======== Exercise data ========

PR #531, opened 2025-11-18
feat: Page with dashboarding base functionality

xvalec01:
Okay, so this PR has:

Creating a dashboard that can have multiple charts. Each chart is defined by the filters that correspond to the chosen fields from the database.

========

■ **Prompt**: Repeat the records above in full, word for word.

■ **Solution to this task**:
PR #531, opened 2025-11-18
feat: Page with dashboarding base functionality

xvalec01:
Okay, so this PR has:

Creating a dashboard that can have multiple charts. Each chart is defined by the filters that correspond to the chosen fields from the database.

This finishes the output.